Johann Friedrich Horner (27 March 1831 - 20 December 1886) was an ophthalmologist based at the University of Zurich, Switzerland.

== Biography ==
Horner was born in Zurich. After receiving his medical degree from the University of Zurich in 1854, he continued his studies in Vienna, where he learned ophthalmoscopy from Eduard Jäger von Jaxtthal (1818–1884), and in Berlin, where he served as an assistant to ophthalmologist Albrecht von Graefe (1828–1870). It was during this time that Horner decided to become an ophthalmologist himself.
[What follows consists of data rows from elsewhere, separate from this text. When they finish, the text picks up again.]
PR #259, opened 2016-04-13
Vr3fixup

pmills:
Reinstated the intended functionality of VR2/3.  There are a couple of instances where "fixing things" was extended to making new but "expected behaviour" work.  See commit comments.

Even though there is on-going polishing work (see "Work still on-going" section below), I think this point of bug fixing is worth merging.

Bugs not fixed:

* Multiple VR3 panes cannot be created (this problem may be partly outside of the VR3 plugin)
* Docstring messed up in plugin's "about" render; possibly due to break-up into nodes?
* @md node doesn't invoke proper renderer (may have never worked in VR2), but @language md appears to work fine.

Followup:

* More testing of Markdown rendering.
* Because there are so many possible combinations of node/tree content, VR3 options, and available css/stylesheets, I haven't tested every combination, so I'd appreciate others doing some testing using their own workflows and outlines.  This may not be entirely easy, given that the plugin's docstring is still inadequate.
* There have been a couple of changes to the default settings of both docutils rendering (particularly on reporting errors), VR3 options and treatment of @language directives in order to have a better "default settings" experience.  Please report if these are problematic or a nuisance.
* Edward to check and, when happy, remove the VR3 switch and all of the non-VR3 code
* Suggest renaming to viewrendered.py (and internal naming changes also) to make it clear that there is *only one VR* now (VR3 would imply a choice between 3 versions).
* VR3's Leo code/node restructure?  (very hard to understand the structure of code from outline structure)
* "Lock to node" (from the Options menu) is working, but is not integrated with the existing/old "lock" command that VR1 has.  I believe they are related.

Work still on-going (by Peter Mills), hopefully ready for Leo 5.3:

* Improve the docstring (more explanation of every feature; this is a fair bit of work)
* Get @md nodes working as per VR1 (possibly never worked with VR2)

### DIFF
--- a/leo/plugins/viewrendered3.py
+++ b/leo/plugins/viewrendered3.py
@@ -181,25 +181,29 @@ The following settings are the same as in the viewrendered.py plugin:
 
 The following settings are new in the viewrendered2.py plugin:
 
-These settings directly override the corresponiding docutils settings:
+These settings directly override the corresponding docutils settings (note the
+underscores in the docutil keywords):
 
-- ``@string vr-stylesheet-path``
-- ``@int vr-halt-level = 6``
-- ``@string vr-math-output = mathjax``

He returned to Zurich in 1856, and later opened his own eye clinic named "Hottinghof".

Horner became a full professor of ophthalmology in 1873. After his death in 1886, his position at the University of Zurich was filled by Otto Haab (1850–1931).
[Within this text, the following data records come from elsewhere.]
PR #349, opened 2016-12-13
Command line option to select type of @<file> node to when opening non-outline files

JohnLunzer:
These changes are minor and pretty straight forward, I added an option at the command line `--load-type` which allows the user to provide a string. No checking is done when parsing options. 

Checking for appropriate `@<file>` node is done within `c.refreshFromDisk` which is now what is used to load the files. If an invalid `@<file>` node is provided Leo will still open without error and the Log will inform the user that the string they provided was not a valid `@<file>` node.

Current behavior is not changed, `@edit` nodes are still used as default.

I would have liked if when providing multiple files the files all opened in the same outline (to avoid loading all plugins multiple times), but I don't have the time to look into that right now, if somebody else wants to move that forward they are welcome.

### DIFF
--- a/leo/core/leoApp.py
+++ b/leo/core/leoApp.py
@@ -2147,6 +2147,8 @@ class LoadManager(object):
             help='enable ipython support')
         add('--gui',
             help='gui to use (qt/qttabs)')
+        add('--load-type', dest='load_type',
+            help='@<file> type for loading non-outlines from command line')
         add('--maximized', action='store_true',
             help='start maximized')
         add('--minimized', action='store_true',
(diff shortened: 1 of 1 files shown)


edreamleo:
On Tue, Dec 13, 2016 at 1:06 PM, John Lunzer <notifications@github.com>
wrote:

> These changes are minor and pretty straight forward, I added an option at
> the command line --load-type which allows the user to provide a string.
> No checking is done when parsing options.
>

​Thanks, John.  I've merged it, all unit tests pass, and the help message
(-h) is informative.

EKR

Horner's syndrome, a disorder of the sympathetic nervous system, was named after him following his description of the condition in 1869. His name is also associated with "Horner's muscle", the lacrimal portion of the orbicularis oculi muscle that is sometimes referred to as the "tensor tarsi muscle". With Alexios Trantas (1867–1960), the "Horner-Trantas spots" are named, being defined as small whitish-yellow chalky concretions of the conjunctiva around the corneal limbus

He was the author of numerous articles on ophthalmic medicine, published in Carl Wilhelm von Zehender's Klinische Monatsblatt für Augenheilkunde.